Modern conveniences weren’t a priority to them. The house never had central heat or air. Just a big wood stove in the living room and box fans. I remember when my dad got a window AC unit to help keep them cool in the summer and my Granny made such a fuss about it. It was too much, he shouldn’t have spent the money. In reality, while you could see the pure joy on her face on those rare days when they did put it to use, the extra cost tacked onto the power bill was what was “too much.”
The family had become rigidly frugal out of necessity, and it was that frugality that leads to a serious lack of healthcare. Doctors were only seen in the case of Emergencies, and a long line of health issues that included heart disease, high cholesterol, strokes, and the intestinal infection that eventually killed my granny, could have all been slowed, if not prevented altogether had they been able to afford regular doctor visits. By the time they were old enough to qualify for medical assistance, the damage had been done.
That money was spent on items like deep freezers, to house the meat they slaughtered that would feed them all year. On the upkeep of a tractor that provided food that would be canned or sold. On kerosene to heat the bathroom in the winter, only for if needed to shower of course. You weren’t to waste heat just to go to the bathroom.
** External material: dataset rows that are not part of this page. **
PR #1977, opened 2024-05-26
[mycpp] add some CFG tests for examples

melvinw:
This commit instruments cppgen_pass.py to emit a control flow graph and
adds some tests for a selection of the trickier examples. It also
refactors ControlFlowGraph block handling some more and adds better
break/continue helpers for loops.


mycpp/cppgen_pass.py
```diff
@@ -2402,6 +2462,8 @@ def visit_func_def(self, o: 'mypy.nodes.FuncDef') -> T:
             return
 
         func_name = o.name
+        if self.decl:
+            self.cfgs[_StripMycpp(o.fullname)] = pass_state.ControlFlowGraph()
```
melvinw, line 2466: TODO: use the new `SymbolPath` stuff here once it's on master

mycpp/pass_state.py
```diff
@@ -282,3 +299,31 @@ def __exit__(self, *args) -> None:
...
+
+def DumpControlFlowGraphs(cfgs: dict[str, ControlFlowGraph], facts_dir='_tmp/mycpp-facts') -> None:
+    """
+    Dump the given control flow graphs and associated facts into the given
+    directory as text files that can be consumed by datalog.
+    """
+    edge_facts = '{}/cf_edge.facts'.format(facts_dir)
+    os.makedirs(facts_dir, exist_ok=True)
+    with open(edge_facts, 'w') as cfg_f:
+        for func, cfg in cfgs.items():
```
melvinw, line 327: TODO: sort by func

mycpp/cppgen_pass.py
```diff
@@ -2142,55 +2177,63 @@ def _write_str_switch(self, expr, o):
...
-        self.def_write_ind('}\n')
+            self.indent -= 1
+            self.def_write_ind('}\n')
 
     def visit_with_stmt(self, o: 'mypy.nodes.WithStmt') -> T:
         """
         Translate only blocks of this form:
 
-        with switch(x) as case:
+        WIth switch(x) as case:
```
andychu, line 2236: this got mangled

andychu (commented):
Hm my first thought is - can this be its own pass?    like mycpp/control_flow_pass.py which is like const_pass.py

In principle it seems like it only needs to hook into a few things


- loops - for while
- conditionals - if, switch str_switch, tagswitch
- exceptions

And it has

- a loop stack
- a dict per function node



The 3 switch constructs are the ones that seem most tightly coupled

Aside from that do you see any obstacles?

---

I want to understand the dependencies between passes better.  Right now they are all mixed up in that big constructor to the pass


It doesn't seem like this needs to do anything with expressions?   which suggests it might be a standalone pass -- 

---

Although ternary expressions are technically control flow

Do we do anything about those, and is correctness affected if you don't handle `x() if b else y()`  ?

mycpp/TEST.sh
```diff
@@ -246,6 +246,22 @@ test-invalid-examples() {
   done
 }
 
+test-control-flow-graph() {
+  local mycpp=_bin/shwrap/mycpp_main
+  ninja $mycpp
+  for ex in mycpp/examples/*.py; do
+
+		local data_dir=testdata/control-flow-graph/$(basename -s .py $ex)
```
andychu, line 254: looks like there are some tabs here

andychu:
Also it would be nice to have some technical design info about the control flow graph, either in some docstrings or a separate markdown file

Is there one "obvious" kind of control flow graph?  Or are there are different ones that are appropriate for different analyses?

What properties does the graph obey?

I have not worked with them very much -- I only refactored the Python bytecode generator in `opy/`.   There I think it is mostly used to desugar into jumps ??   The bytecode only has jumps, but the source code has `for while if ternary-if`, etc.



I am not sure there is any analysis or optimization there based on the graph, though I Haven't looked at that code in a long time

melvinw:
> Also it would be nice to have some technical design info about the control flow graph, either in some docstrings or a separate markdown file

Ah sure. I'll flesh out the doc string. If it starts to sprawl too much I'll move it to a separate file.

> Is there one "obvious" kind of control flow graph? Or are there are different ones that are appropriate for different analyses?

What we're building here is a pretty fine-grained or "full flow graph" (according to Wikipedia). Every statement has a node. There are other flavors that group statements into blocks. Otherwise there isn't much variation I think? Anything interesting comes from either the semantics of the underlying language or the facts that you annotate the graph with when doing dataflow analysis (this is where you see lots of variation I imagine). I will include notes about this in the docs. 

> What properties does the graph obey?

Nothing special. It's just a directed graph with no islands. If you remove the back-edges generated by loops the remaining edges should form a DAG.

andychu:
OK great, if we can have more pure functions in mycpp/util.py and fewer methods like _write_cases() then I think that will improve things

The visitor tends to "couple" everything together, when really there can be separate functions

I was thinking of `mycpp.asdl`, and we probably still want that long term, but separate functions sounds like a good idea

to avoid duplication but also reuse the same structure

melvinw:
OK @andychu I split this back out into a separate pass and pulled the switch case collection into a util. I also added a few details to the docstring for `ControlFlowGraph`. Have another look?

mycpp/cppgen_pass.py
```diff
@@ -556,6 +567,10 @@ def accept(self, node: Union[Statement, Expression]) -> Optional[T]:
                 return res
             else:
                 try:
+                    cfg = self.current_cfg()
+                    if cfg and not isinstance(node, Block) and not isinstance(node, ForStmt) and not isinstance(node, WhileStmt):
+                        cfg.AddStatement()
```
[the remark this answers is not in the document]
melvinw: fixed this in the new pass

mycpp/control_flow_pass.py
```diff
@@ -0,0 +1,418 @@
...
+            if (isinstance(stmt, ExpressionStmt) and
+                    isinstance(stmt.expr, StrExpr)):
+                continue
+
+            if isinstance(stmt, FuncDef) and stmt.name == '__repr__':
+                continue
+
+            self.accept(stmt)
+
+    def visit_global_decl(self, o: 'mypy.nodes.GlobalDecl') -> T:
```
andychu, line 312: I think we can delete all this stuff, i.e. all the empty methods

But yeah the other passes are a mess too, so we can do that all at once

I think I wasn't sure what "dialect" of Python we were using until the translation was done, so I kept them all "just in case"

But now it's done so we can go back and gradually clean things up

mycpp/control_flow_pass.py
```diff
@@ -0,0 +1,418 @@
...
+                except UnsupportedException:
+                    pass
+                return None
+
+    # Not in superclasses:
+
+    def visit_mypy_file(self, o: 'mypy.nodes.MypyFile') -> T:
+        # Skip some stdlib stuff.  A lot of it is brought in by 'import
+        # typing'.
+        if o.fullname in ('__future__', 'sys', 'types', 'typing', 'abc',
```
andychu, line 83: Can you factor this out into something like util.ShouldSkipPyFile()  ?

mycpp/control_flow_pass.py
```diff
@@ -0,0 +1,418 @@
...
+                # keep trying, so we can produce more error
+                # messages. Generate a temp of the right type to keep
+                # from causing more downstream trouble.
+                except UnsupportedException:
+                    res = self.alloc_temp(self.node_type(node))
+                return res
+            else:
+                try:
+                    cfg = self.current_cfg()
+                    if cfg and not isinstance(node, Block) and not isinstance(node, ForStmt) and not isinstance(node, WhileStmt):
```
andychu, line 70: OK I didn't notice this in the previous incarnation -- the accept() has some logic

That is interesting, maybe put a comment here to explain it

andychu (commented):
Thanks!  Sorry you had to shuffle it around a lot, but I think this is much better

There is some of the duplication we were worried about, but it's not too much

If I had done this initially, then we wouldn't have the `if self.decl` and `if self.forward_decl` stuff all over cppgen_pass

I think you can delete the empty methods, but it's also OK to wait until the whole thing works end-to-end, so we are sure we haven't missed any cases

(e.g. ternary if and such)

mycpp/control_flow_pass.py
melvinw: oh nice! i wasn't sure what the defaults for `ExpressionVisitor` and `StatementVisitor` were. let's drop these for now

melvinw:
> Thanks! Sorry you had to shuffle it around a lot, but I think this is much better

No sweat. I agree, it's much more obvious what this is doing now without all the other noise

andychu:
Looks great, thanks!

Speaking of the bathroom and luxury items, toilet paper was just that for a long time. So much so, up until his death, my Pa still used corn cobs left after shucking the corn for animal feed, to clean up after going to the bathroom. I couldn't wrap my head around it as a child, growing up lower-middle class in the ’80s, but now it is a profound reminder of their struggles. I will always have fond memories of that house and the love that always filled it, but every vivid memory I have is now haunted by the knowledge I’ve gained as an adult, and I wish I could go back and make it better for them.
Luckily for me, our family struggled our way through, living in our own version of farm shack for years, to not only make it past the poverty line but to the comfort of being able to actively seek medical care and to not worry about whether keeping cool is going to break us this month. Not everyone caught in the power cycle of poverty is so lucky though. Children in low-income families are still falling through the cracks of the education system, and many are still forsaking basic wellness to make sure they have power the next day.
The next time you see an old beat-up house, barely hanging on, pause and think about how it got there. The sacrifices made for a family to call that house a home. Then look close to home and see what you can do to help break the cycle of poverty and give everyone the fair chance they deserve to live a life that doesn’t make them prioritize one essential over another just to survive.